Three stage wins for Team DSM
Heartening to see Romain Bardet back racing hard, and yet another Australian climbing revelation for the German team, with Michael Storer following Jai Hindley last year. The Vuelta was originally moved to its end of season slot to provide teams with a chance for redemption after the Tour and Giro, and DSM grabbed the chance. Three stage wins and the King of the Mountains was a more than decent return after a disastrous Tour de France. But between Magnus Cort Nielsen, Roglic, Jakobsen and DSM there wasn’t a great deal left for the other teams.
Three best stage finishes
Stage 20 – Clément Champoussin, Castro de Herville. A coup de theatre by an underdog, all it wanted was for the Frenchman to thumb his nose at the GC riders as they foxed and feinted at the race’s final summit finish.
stage 19 – Magnus Cort Nielsen, Monforte de Lemos. You feel for the chasing teams, DSM and especially BikeExchange, but you cheer for the seven man break as no one misses a turn and Lawson Craddock gives his all. And you know MCN is going to win from the moment the chasers crack.

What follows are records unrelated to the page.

PR #251, opened 2018-02-28
[FIX] pos_pricelist: Use lower-version date comparison

yajo:
[The removed function was introduced in momentjs in version 2.11.0](https://momentjs.com/docs/#/query/is-same-or-before/), but [Odoo 10.0 ships 2.8.1](https://github.com/odoo/odoo/blob/b2c321fd1f86a8cb6329e75e6306a657caf17987/addons/web/static/lib/moment/moment.js#L2), so I'm using a different comparison system here that should yield the same results without exceptions.

@Tecnativa

### DIFF
--- a/pos_pricelist/__manifest__.py
+++ b/pos_pricelist/__manifest__.py
@@ -4,7 +4,7 @@
 
 {
     'name': 'POS Pricelist',
-    'version': '10.0.1.0.0',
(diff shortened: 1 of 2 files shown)


pedrobaeza:
Fast-tracking as this avoids the module to work.

PR #1897, opened 2024-11-04
Add `tenjinAnalyticsInstallationId` setter property

tonidero:
### Description
This adds a new reserved attribute `$tenjinId` and adds a new `setTenjinAnalyticsInstallationID` API to the SDK to set it.

### DIFF
--- a/purchases/src/main/kotlin/com/revenuecat/purchases/common/subscriberattributes/SpecialSubscriberAttributes.kt
+++ b/purchases/src/main/kotlin/com/revenuecat/purchases/common/subscriberattributes/SpecialSubscriberAttributes.kt
@@ -37,7 +37,7 @@ internal enum class ReservedSubscriberAttribute(val value: String) {
      */
     MIXPANEL_DISTINCT_ID("\$mixpanelDistinctId"),
     FIREBASE_APP_INSTANCE_ID("\$firebaseAppInstanceId"),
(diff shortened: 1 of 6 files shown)


purchases/src/main/kotlin/com/revenuecat/purchases/common/subscriberattributes/SpecialSubscriberAttributes.kt
```diff
@@ -37,6 +37,7 @@ internal enum class ReservedSubscriberAttribute(val value: String) {
      */
     MIXPANEL_DISTINCT_ID("\$mixpanelDistinctId"),
     FIREBASE_APP_INSTANCE_ID("\$firebaseAppInstanceId"),
+    TENJIN_ANALYTICS_INSTALLATION_ID("\$tenjinId"),
```
tonidero, line 40: Thought about using `$tenjinAnalyticsInstallationId` to be more specific, but the backend is currently expecting this, and I don't think we will need to send anything else anytime soon, so decided to leave it as is.

Carlosedo (approved):
I'd like someone with SDK experience to also take a look, but everything seems fine from what I understand of the code haha

Thank you for taking care of this @tonidero!

MarkVillacampa (approved):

Stage 13 – Florian Senechal, Villanueva della Serena. The world’s best lead-out team gets it horribly wrong, with designated sprinter Fabio Jakobsen falling to bits as Josef Cerny rips the string to shreds. And then DQS somehow get it back together with Senechal, although you can’t help thinking: if the Frenchman had come second (that unlucky Matteo Trentin the nearly man again) what would the debrief have been like? The madness and the anarchy of the Vuelta in three crazy kilometres.